United States District Court, E.D. Missouri, Eastern Division

September 28, 2017

LAWN MANAGERS, INC., Plaintiff,
v.
PROGRESSIVE LAWN MANAGERS, INC., Defendant.

          MEMORANDUM AND ORDER

          DAVID D. NOCE, UNITED STATES MAGISTRATE JUDGE

         This action is before the court on the motion of defendant Progressive Lawn Managers, Inc., to strike the report of plaintiff's expert Fernando Torres. (Doc. 66). Plaintiff opposes this motion. (Doc. 73). The court held a hearing on the matter on September 11, 2017.

         Legal Standard

         Federal Rule of Evidence 702 allows a witness who qualifies as an expert by knowledge, skill, experience, training, or education to testify in the form of an opinion or otherwise about scientific, technical, or other specialized knowledge. Fed.R.Evid. 702. Expert opinion testimony must pass threshold standards of reliability and relevance. Daubert v. Merrell Dow Pharmaceuticals, Inc., 509 U.S. 579 (1993). The inquiry of Rule 702 is a flexible one, id. at 594 n. 12, but the Daubert court identified five important considerations relevant in determining whether these standards are met.

         First, the evidence must be scientific, technical, or otherwise specialized.

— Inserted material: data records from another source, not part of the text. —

PR #16732, opened 2023-04-13
[WFLY-17886] IIOP: make sure that configuration of client security ty…

tadamski:
…pe installs requirement on legacy-security capability

https://issues.redhat.com/browse/WFLY-17886

client security configuration relies on legacy-security as well so it should behave the same way as identity security regarding capability registration.


bstansberry (approved):

bstansberry:
Thanks @tadamski

PR #16734, opened 2023-04-14
[WFLY-17833] Make Angus Activation services visible to org.jboss.as.s…

yersan:
…ar module

Jira issue: https://issues.redhat.com/browse/WFLY-17833


yersan:
I'm not sure what should be the correct approach here, I would expect that the startService method of a MBean registration be executed under the application module classloader where the required services are already visible, however it uses the "org.jboss.as.sar" module classloader and I'm not sure if that is correct.

In any case, maybe this fix can be accepted as a workaround the issue for the incoming release.

bstansberry (approved):
Thanks @yersan. Can you file a JIRA to look into the TCCL aspect?

yersan:
Thanks for the review @bstansberry

> Can you file a JIRA to look into the TCCL aspect?
Sure, see [WFLY-17896](https://issues.redhat.com/browse/WFCORE-6196) for the next steps related to the TCCL

bstansberry:
Thanks @yersan

PR #16746, opened 2023-04-17
[WFLY-17906] Remove invalid dependency io.opentelemetry:opentelemetry-sdk-extension

jbliznak:
https://issues.redhat.com/browse/WFLY-17906

Such artifact doesn't exist thus I am simply removing it. If instead there should have been different artifact, then please close this PR.


jasondlee (approved):
No, that looks good. Not sure where that came from, but my guess is a bad search/replace.

bstansberry:
Thanks @jbliznak and @jasondlee

PR #17694, opened 2024-03-06
[WFLY-19087]: External messaging resources can't be updated.

ehsavoie:
* misusage of context.isRuntimeOnlyRegistrationValid() which made all of the resources read-only

Jira: https://issues.redhat.com/browse/WFLY-19087


bstansberry (commented):
@ehsavoie 

This seems like it doesn't fully fix the misuse, more like it hides it?

All these definition classes end up with an field 'registerRuntimeOnly' that seems to not really mean 'registerRuntimeOnly'. I haven't looked at them all but it seems like it's "register as read only because ???".

I think the variable names should be corrected to reflect their actual use, javadoc added explaining the meaning of the params etc. Otherwise this is sure to get broken again when a maintainer thinks they understand but doesn't really and a code reviewer doesn't either.

Even now as a reviewer I'd need to investigate each of these classes to check that the changed to 'false' is right and I'd have to think too hard to do it.

ehsavoie:
@bstansberry I tried to make the intentions clearer by renaming parameters and adding some Javadoc.

PR #17697, opened 2024-03-06
[WFLY-19100] Fixes Datasource subsystem 5.0 and 6.0 parsing

emmartins:
Issue: https://issues.redhat.com/browse/WFLY-19100

Notes:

Fed.R.Evid. 702. Opinion evidence is “scientific” if it is grounded in the methods and procedures of science. Daubert, 509 U.S. at 589-90. Second, the evidence must be “knowledge” and not mere “subjective belief or unsupported speculation.” Id. at 590. This means that the subject of scientific testimony must be derived by the scientific method. Id. Third, Rule 702 requires that the evidence be relevant in the sense that it is helpful to the trier of fact to decide a fact at issue. Id. at 591, 592. Fourth, if the expert opinion is based on evidence that is inadmissible, the opinion may be admitted only if this evidence is “of a type reasonably relied upon by experts in the particular field in forming opinions or inferences on the subject.” Id. at 595 (citing Fed.R.Evid. 703). Fifth, the trial court must determine whether the expert's reasoning and methodology are reliable, i.e., (a) whether they can be and have been tested; (b) whether they have been submitted to peer review and publication; (c) whether the asserted scientific technique has a known or potential rate of error; and (d) whether the asserted technique is generally accepted in the scientific community. Id. at 593-94.

         These can be summarized in Rule 702's post-Daubert amendment, which requires expert evidence be (a) such that it "will help the trier of fact to understand the evidence or to determine a fact in issue;" (b) "based on sufficient facts or data;" (c) "the product of reliable principles and methods;" and (d) an application of "the principles and methods to the facts of the case." Fed.R.Evid. 702 (2011). The Eighth Circuit has identified further factors that are relevant in determining reliability: the extent to which an opinion was developed for litigation as opposed to naturally flowing from an expert's research and the extent to which the proposed expert eliminated alternative explanations in reaching his or her conclusions. See Sappington v. Skyjack, Inc., 512 F.3d 440, 449 (8th Cir. 2008) (citing Lauzon v. Senco Prods., Inc., 270 F.3d 681 (8th Cir. 2001).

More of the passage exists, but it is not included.